··· AVAILABLE DATA

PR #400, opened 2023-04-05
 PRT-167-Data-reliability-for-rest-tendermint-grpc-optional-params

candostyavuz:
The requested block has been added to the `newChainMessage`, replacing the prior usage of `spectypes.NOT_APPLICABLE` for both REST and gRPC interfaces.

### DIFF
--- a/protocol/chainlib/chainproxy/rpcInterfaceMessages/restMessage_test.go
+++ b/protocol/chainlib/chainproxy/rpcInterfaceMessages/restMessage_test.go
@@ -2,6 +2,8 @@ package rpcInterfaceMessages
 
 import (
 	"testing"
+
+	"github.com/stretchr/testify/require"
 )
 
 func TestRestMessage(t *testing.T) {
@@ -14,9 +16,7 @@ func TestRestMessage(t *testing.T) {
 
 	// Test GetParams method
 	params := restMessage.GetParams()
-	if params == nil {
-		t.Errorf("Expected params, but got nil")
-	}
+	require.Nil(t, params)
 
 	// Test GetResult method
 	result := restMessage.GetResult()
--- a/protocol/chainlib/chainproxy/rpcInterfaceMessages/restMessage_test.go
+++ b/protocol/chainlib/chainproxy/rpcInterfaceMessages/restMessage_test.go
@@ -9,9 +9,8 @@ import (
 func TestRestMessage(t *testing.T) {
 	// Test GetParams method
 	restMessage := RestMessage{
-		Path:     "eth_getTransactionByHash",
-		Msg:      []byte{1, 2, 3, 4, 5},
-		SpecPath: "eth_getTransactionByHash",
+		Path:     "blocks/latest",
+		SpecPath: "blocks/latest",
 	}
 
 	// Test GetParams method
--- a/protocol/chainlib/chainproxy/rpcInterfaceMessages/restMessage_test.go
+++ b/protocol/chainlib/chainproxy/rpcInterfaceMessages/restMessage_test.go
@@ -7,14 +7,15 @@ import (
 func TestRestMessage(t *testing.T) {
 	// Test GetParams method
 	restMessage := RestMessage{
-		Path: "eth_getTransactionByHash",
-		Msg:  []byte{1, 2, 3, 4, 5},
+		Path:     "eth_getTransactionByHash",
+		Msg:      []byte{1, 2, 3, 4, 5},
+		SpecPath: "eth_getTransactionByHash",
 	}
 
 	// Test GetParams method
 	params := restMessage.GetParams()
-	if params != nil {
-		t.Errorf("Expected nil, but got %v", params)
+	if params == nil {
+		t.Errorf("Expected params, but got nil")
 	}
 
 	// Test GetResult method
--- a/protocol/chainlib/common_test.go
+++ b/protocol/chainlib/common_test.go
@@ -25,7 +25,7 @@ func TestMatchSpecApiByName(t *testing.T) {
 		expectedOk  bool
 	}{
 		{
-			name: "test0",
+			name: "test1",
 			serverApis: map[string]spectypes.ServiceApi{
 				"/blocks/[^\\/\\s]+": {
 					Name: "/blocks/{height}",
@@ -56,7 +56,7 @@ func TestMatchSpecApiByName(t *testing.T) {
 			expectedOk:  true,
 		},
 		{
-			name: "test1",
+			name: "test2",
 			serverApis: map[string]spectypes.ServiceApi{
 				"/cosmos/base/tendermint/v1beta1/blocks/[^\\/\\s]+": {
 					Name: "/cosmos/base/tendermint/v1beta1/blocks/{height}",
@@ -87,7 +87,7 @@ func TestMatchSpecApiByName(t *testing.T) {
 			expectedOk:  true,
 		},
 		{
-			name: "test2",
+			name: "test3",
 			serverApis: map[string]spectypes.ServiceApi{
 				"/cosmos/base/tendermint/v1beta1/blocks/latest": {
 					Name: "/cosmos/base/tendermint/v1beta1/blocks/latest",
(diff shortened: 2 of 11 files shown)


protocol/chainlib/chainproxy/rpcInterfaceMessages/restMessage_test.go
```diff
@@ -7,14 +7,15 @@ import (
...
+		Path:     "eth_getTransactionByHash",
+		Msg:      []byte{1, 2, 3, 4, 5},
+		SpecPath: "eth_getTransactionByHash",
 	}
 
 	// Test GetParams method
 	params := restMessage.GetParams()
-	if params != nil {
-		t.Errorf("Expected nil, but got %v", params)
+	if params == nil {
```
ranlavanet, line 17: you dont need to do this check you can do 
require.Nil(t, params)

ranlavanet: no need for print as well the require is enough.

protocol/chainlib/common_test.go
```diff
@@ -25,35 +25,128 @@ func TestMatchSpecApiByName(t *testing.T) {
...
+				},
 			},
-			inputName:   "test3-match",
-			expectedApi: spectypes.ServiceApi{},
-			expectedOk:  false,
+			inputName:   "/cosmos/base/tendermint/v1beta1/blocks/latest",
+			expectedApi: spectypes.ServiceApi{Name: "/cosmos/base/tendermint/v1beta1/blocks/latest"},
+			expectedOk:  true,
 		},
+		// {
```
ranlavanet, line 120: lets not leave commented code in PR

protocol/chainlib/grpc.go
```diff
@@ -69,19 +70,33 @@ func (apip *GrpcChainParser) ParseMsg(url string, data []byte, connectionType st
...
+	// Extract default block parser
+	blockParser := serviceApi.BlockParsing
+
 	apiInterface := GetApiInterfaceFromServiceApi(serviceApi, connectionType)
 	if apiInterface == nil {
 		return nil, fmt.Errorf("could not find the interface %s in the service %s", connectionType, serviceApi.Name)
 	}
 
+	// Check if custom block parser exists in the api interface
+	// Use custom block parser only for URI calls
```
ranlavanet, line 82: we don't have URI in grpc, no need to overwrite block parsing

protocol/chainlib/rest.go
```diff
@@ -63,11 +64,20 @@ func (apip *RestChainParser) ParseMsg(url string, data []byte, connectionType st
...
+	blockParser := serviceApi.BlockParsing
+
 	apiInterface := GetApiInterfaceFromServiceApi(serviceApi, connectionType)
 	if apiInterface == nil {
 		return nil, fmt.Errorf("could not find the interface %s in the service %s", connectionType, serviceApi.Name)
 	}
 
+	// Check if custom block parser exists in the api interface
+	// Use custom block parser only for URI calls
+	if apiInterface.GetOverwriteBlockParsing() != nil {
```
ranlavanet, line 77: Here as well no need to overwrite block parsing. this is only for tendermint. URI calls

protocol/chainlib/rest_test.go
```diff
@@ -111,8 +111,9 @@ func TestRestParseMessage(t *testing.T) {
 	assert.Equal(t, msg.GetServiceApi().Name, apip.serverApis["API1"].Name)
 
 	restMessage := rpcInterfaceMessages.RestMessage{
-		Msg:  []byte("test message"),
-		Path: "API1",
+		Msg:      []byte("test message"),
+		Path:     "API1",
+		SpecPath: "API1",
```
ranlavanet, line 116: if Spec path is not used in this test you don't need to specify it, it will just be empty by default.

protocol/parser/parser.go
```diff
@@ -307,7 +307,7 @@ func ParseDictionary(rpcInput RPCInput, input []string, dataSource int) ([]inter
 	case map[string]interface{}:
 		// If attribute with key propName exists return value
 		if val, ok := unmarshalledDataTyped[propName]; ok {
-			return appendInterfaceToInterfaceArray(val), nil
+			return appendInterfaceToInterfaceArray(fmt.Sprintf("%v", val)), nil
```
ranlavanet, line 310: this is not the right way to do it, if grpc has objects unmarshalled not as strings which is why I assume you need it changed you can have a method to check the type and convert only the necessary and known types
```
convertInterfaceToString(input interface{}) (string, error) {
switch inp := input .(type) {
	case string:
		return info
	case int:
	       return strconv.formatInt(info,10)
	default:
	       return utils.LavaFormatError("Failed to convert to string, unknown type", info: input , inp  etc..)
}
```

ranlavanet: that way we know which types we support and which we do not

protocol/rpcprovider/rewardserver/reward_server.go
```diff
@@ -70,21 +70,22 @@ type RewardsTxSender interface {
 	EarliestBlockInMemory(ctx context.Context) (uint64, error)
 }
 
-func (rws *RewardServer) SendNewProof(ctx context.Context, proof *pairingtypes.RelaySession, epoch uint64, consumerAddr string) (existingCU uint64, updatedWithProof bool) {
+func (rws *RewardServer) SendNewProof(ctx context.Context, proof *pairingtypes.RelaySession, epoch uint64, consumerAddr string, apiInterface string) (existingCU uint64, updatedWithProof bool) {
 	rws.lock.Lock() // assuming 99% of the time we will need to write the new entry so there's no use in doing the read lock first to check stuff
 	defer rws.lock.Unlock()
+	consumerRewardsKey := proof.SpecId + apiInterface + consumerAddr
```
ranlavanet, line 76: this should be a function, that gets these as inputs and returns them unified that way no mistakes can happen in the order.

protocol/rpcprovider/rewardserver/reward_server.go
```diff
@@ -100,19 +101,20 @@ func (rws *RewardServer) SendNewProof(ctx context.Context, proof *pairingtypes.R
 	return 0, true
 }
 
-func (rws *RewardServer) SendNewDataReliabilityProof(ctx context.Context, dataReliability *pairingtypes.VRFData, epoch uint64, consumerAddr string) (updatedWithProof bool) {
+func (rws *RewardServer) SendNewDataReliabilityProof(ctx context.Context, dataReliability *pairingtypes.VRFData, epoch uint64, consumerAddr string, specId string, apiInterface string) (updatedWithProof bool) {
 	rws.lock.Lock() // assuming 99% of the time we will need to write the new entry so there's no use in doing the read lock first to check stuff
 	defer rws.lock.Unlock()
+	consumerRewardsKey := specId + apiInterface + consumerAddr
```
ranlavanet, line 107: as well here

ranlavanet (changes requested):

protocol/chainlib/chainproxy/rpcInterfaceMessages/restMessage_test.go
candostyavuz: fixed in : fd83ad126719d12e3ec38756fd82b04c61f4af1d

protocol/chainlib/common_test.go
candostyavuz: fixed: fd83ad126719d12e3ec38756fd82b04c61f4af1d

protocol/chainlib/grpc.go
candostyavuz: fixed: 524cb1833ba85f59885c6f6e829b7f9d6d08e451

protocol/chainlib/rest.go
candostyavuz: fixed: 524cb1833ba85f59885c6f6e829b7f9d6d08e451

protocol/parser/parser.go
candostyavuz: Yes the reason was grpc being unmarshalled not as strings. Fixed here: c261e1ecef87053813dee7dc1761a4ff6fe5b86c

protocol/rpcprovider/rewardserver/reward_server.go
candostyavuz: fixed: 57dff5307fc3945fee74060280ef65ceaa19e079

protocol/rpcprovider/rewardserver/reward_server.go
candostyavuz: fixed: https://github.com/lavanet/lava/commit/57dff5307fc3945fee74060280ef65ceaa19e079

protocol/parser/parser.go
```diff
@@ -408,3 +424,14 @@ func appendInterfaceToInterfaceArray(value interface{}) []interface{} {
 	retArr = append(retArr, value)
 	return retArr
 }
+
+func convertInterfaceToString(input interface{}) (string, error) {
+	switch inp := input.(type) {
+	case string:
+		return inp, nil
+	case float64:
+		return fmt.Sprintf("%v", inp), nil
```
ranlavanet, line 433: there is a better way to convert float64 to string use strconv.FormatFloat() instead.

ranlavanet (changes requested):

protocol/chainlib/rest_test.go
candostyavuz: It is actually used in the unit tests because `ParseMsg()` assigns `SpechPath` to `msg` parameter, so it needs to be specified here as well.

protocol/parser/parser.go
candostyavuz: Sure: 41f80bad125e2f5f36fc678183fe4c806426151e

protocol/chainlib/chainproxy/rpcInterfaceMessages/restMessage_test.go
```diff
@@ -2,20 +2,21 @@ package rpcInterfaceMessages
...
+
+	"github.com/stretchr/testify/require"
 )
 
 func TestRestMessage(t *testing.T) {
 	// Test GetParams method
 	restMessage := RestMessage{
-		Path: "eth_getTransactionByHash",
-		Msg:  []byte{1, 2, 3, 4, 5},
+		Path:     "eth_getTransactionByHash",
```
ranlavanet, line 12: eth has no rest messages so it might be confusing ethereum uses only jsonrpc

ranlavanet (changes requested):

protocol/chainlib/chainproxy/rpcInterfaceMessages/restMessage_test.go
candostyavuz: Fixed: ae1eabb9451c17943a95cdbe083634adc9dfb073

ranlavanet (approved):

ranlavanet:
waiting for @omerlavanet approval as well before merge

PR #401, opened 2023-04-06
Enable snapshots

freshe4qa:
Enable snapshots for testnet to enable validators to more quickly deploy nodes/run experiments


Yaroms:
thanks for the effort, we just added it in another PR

······
··· AVAILABLE DATA

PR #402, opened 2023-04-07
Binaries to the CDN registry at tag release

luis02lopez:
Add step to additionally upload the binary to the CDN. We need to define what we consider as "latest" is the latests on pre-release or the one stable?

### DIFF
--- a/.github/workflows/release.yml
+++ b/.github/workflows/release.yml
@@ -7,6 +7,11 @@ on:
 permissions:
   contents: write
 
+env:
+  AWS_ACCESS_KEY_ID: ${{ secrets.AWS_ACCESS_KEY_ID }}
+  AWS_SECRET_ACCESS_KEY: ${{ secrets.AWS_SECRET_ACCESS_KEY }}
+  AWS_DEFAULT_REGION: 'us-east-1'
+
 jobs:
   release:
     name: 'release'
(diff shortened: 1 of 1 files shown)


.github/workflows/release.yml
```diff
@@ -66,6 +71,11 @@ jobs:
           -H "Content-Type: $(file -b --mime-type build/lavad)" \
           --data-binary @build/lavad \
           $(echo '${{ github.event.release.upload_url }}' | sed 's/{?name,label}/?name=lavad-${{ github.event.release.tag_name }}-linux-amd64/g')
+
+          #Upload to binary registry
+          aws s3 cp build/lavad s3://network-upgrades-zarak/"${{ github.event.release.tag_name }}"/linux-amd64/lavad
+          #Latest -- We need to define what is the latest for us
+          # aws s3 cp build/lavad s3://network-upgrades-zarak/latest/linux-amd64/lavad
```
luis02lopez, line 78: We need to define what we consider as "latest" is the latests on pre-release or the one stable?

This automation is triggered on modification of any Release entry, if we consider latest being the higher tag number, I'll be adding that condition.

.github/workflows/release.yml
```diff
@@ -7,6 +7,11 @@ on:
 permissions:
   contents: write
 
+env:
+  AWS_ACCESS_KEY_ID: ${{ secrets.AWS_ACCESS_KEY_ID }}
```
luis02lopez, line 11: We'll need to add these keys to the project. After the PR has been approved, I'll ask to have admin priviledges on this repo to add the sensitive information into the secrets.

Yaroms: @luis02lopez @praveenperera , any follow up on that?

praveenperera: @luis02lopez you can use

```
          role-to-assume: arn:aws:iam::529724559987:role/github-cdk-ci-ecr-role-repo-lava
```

······
··· AVAILABLE DATA

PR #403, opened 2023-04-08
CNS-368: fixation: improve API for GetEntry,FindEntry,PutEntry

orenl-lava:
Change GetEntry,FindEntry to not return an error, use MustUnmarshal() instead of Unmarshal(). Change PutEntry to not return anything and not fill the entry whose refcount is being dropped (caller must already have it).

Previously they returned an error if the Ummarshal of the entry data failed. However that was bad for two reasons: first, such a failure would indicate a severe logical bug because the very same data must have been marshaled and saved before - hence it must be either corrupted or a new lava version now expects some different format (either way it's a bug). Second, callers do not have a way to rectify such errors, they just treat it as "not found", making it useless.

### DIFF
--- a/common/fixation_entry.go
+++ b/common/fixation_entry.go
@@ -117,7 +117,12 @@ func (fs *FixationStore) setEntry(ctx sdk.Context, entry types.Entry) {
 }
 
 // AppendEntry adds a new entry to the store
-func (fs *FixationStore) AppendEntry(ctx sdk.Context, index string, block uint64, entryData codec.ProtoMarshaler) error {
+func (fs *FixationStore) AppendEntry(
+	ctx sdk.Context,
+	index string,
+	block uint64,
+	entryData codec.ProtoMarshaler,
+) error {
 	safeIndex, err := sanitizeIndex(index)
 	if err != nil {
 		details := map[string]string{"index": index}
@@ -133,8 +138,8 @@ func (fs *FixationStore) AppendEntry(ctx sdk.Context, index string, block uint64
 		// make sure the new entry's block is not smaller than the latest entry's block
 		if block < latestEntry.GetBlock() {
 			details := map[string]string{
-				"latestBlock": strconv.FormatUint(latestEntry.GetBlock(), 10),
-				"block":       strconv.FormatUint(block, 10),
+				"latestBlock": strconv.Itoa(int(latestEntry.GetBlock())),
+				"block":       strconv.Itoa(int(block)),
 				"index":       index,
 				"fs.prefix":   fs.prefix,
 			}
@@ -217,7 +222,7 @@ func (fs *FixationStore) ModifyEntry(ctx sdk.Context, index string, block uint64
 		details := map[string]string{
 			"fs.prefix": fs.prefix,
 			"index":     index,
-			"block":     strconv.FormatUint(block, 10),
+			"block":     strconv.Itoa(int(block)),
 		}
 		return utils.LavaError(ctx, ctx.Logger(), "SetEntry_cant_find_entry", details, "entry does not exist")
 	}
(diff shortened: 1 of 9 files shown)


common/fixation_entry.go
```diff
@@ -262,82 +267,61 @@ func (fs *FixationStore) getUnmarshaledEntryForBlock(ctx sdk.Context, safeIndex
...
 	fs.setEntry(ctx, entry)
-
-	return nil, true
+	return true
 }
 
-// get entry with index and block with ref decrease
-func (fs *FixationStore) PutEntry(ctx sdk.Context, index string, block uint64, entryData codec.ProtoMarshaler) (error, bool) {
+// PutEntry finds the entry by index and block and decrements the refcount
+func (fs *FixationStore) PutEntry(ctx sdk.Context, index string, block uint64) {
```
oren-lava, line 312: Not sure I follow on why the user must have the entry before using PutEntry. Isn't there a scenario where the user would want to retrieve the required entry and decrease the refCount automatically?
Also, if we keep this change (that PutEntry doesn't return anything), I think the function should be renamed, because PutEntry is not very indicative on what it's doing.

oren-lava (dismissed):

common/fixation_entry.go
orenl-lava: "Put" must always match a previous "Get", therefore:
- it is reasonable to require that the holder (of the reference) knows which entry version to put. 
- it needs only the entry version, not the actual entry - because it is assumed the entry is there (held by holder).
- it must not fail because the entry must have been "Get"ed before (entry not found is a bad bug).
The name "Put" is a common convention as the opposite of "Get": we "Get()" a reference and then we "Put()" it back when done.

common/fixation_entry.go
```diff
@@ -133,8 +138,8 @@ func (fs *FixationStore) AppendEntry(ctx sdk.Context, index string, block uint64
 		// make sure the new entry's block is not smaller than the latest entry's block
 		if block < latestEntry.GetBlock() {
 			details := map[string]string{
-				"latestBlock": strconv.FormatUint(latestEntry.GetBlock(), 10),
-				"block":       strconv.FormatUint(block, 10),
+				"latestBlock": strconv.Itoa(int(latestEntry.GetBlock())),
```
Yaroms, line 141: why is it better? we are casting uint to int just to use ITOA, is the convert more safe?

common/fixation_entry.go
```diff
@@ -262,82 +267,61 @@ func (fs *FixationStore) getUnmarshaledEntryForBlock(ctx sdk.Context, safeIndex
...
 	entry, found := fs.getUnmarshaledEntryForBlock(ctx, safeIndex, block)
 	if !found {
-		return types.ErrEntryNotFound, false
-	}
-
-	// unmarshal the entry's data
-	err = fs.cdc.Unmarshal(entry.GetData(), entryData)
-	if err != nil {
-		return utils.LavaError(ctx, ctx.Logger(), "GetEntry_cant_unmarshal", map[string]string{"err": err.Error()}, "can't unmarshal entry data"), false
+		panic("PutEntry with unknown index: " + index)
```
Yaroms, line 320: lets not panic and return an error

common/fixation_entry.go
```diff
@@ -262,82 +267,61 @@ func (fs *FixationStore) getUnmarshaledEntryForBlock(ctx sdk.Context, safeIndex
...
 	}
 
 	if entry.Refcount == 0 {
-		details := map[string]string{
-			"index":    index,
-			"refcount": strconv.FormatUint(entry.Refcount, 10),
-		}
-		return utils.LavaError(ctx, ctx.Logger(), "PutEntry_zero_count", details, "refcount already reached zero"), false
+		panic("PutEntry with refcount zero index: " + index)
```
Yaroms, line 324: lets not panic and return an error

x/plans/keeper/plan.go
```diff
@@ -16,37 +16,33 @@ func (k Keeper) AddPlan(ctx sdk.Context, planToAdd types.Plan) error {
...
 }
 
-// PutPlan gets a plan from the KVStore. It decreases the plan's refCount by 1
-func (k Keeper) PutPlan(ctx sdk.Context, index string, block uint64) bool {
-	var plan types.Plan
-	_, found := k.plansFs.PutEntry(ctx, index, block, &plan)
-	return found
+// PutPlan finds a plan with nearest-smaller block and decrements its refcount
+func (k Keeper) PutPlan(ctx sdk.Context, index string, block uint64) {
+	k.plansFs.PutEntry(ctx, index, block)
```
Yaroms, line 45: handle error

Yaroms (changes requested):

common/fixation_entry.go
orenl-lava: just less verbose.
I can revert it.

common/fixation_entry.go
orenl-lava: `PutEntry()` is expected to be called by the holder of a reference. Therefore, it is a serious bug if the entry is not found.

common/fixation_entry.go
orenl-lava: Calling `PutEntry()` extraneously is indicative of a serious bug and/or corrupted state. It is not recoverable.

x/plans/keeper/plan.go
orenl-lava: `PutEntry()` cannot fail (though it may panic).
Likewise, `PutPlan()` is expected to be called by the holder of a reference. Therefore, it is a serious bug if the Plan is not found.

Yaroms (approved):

······

▶ YOUR GOAL:
Show a copy of each line from the data that includes the word "zero".

▶ WRITTEN SOLUTION:
-		return utils.LavaError(ctx, ctx.Logger(), "PutEntry_zero_count", details, "refcount already reached zero"), false
+		panic("PutEntry with refcount zero index: " + index)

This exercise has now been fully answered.